What this worksheet practises

This worksheet provides practice on finding the equation of a straight line directly from a drawn graph. This visual skill requires you to identify the two key features of any straight line: its steepness (gradient) and where it crosses the vertical axis (y-intercept).

Key method

The equation of a straight line is always written in the format y = mx + c.

• First, find 'c', the y-intercept. Look at the y-axis (the vertical line). Find the exact number where the graph line crosses it.
• Second, find 'm', the gradient. Pick two clear points on the line where it perfectly crosses the grid intersections.
• Draw a right-angled triangle between these two points.
• Calculate the gradient: m = vertical height (rise) ÷ horizontal width (run).
• If the line goes downhill (from left to right), the gradient must be negative.

Worked example

A drawn line crosses the y-axis at 4. By drawing a triangle between (0, 4) and (2, 10), find the equation of the line.

Step 1: Find 'c'. The line crosses the y-axis at 4.
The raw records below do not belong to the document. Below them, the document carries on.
PR #142, opened 2022-04-23
DocBlockResolverAware feature

Chemaclass:
## 📚 Background

We implemented something similar "CustomServices" a few months ago (https://github.com/gacela-project/gacela/pull/84) but we removed it a few days later (https://github.com/gacela-project/gacela/pull/97) after realising the high complexity and lowering performance under it.

In this PR I try to implement again that concept, but keeping in mind offering a flexible possibility to define custom (and optionals) services using the docBlock from the class.

## 🔖 Changes

- These "DocBlockServices" have the Gacela autoload (so you can pass the Facade, Factory, or anything)
- Ideal for your infrastructure classes (for example, controllers or commands)
  - you need to `use DocBlockResolverAwareTrait`
  - and define in the class **docBlock the fully-qualified or relative class** that points to a particular method

## 🦤 Example

This `DocBlockResolverAwareTrait` is the new feature that allows you to define custom services without the need of inheritance or implementing any interface. The main benefits of this is that Gacela will create, cache and resolve its dependencies automatically for you.

```php
/**
 * @method CustomHelloRepository getRepository()
 */
final class HelloCommand extends Command
{
    use DocBlockResolverAwareTrait;

    protected function execute(InputInterface $input, OutputInterface $output): int
    {
        $output->write($this->getRepository()->findNameName());

        return self::SUCCESS;
    }
}
```

##  🤔  Follow up idea

This feature could deprecate the `FacadeResolverAwareTrait` feature, because we wont need to implement `facadeClass()`. 

### Comparison

Instead of using the `FacadeResolverAwareTrait`:
```php
/**
 * @method Facade getFacade()
 */
final class TestHiCommand extends Command
{
    use FacadeResolverAwareTrait;

    protected function execute(InputInterface $input, OutputInterface $output): int
    {
        $output->write($this->getFacade()->sayHi());

        return self::SUCCESS;
    }

    /** THIS method wont be necessary using `DocBlockResolverAwareTrait */
    protected function facadeClass(): string
    {
        return Facade::class;
    }
}
```

We could use the new `DocblockResolverAwareTrait`: 
```php
/**
 * @method Facade getFacade()
 */
final class TestHiCommand extends Command
{
    use DocBlockResolverAwareTrait;

    protected function execute(InputInterface $input, OutputInterface $output): int
    {
        $output->write($this->getFacade()->sayHi());

        return self::SUCCESS;
    }
}
```

## 💡  Follow up
Maybe consider adding some file cache like we did here https://github.com/gacela-project/gacela/pull/120 if we see any performance problem because of this file IO to read the `use` statements.


JesusValera:
We are missing in `UseBlockParser` the scenario when the class is in the same namespace as the looking one?

src/Framework/ClassResolver/DocBlockService/UseBlockParser.php
```diff
@@ -0,0 +1,49 @@
...
+    {
+        $needle = "{$className};";
+        $lines = array_filter(
+            explode(PHP_EOL, $phpCode),
+            static fn (string $l) => str_contains($l, $needle)
+        );
+        /** @psalm-suppress RedundantCast */
+        $lineSplit = (array)explode(' ', (string)reset($lines));
+
+        return rtrim($lineSplit[1] ?? '', ';');
```
JesusValera, line 35: @Chemaclass maybe we should check the line starts with `use ...`?

image

JesusValera (approved):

So, c = 4. The equation is y = mx + 4.

Step 2: Find 'm' using the triangle.

The vertical height goes from 4 up to 10, which is a rise of 6.

The horizontal width goes from 0 across to 2, which is a run of 2.

m = 6 ÷ 2 = 3.

Step 3: Write the final equation.

y = 3x + 4.

Common mistakes to avoid

A frequent mistake is ignoring the scale on the axes when counting the "rise" and "run". Students often count the physical number of grid squares rather than reading the actual numbers on the axis. If one square represents 2 units, you must count in 2s, not 1s.

Things to remember

A line that goes uphill from left to right has a positive gradient (like y = 2x). A line that goes downhill has a negative gradient (like y = −2x). A completely flat horizontal line has a gradient of zero (like y = 4).